* [What needs to be done] Would you set down the lines running from the one that holds "(fl *FunctionLiteral) String()" to the final line of the listing, both included, exactly and with no others?

╔══

PR #172, opened 2019-01-20
Implement parseFunction, parameter and test cases

boohyunsik:
Implement parse function and parameter

- [x] Test case

### DIFF
--- a/ast/ast.go
+++ b/ast/ast.go
@@ -242,6 +242,35 @@ func (bl *BooleanLiteral) String() string {
 	return strconv.FormatBool(bl.Value)
 }
 
+// Represent Function expression
+type FunctionLiteral struct {
+	Parameters []*ParameterLiteral
+	Body       *BlockStatement
+}
+
+func (fl *FunctionLiteral) produce() {}
+
+func (fl *FunctionLiteral) String() string {
+	strs := make([]string, 0)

╚══

* [Reply to the task]
+func (fl *FunctionLiteral) String() string {
+	strs := make([]string, 0)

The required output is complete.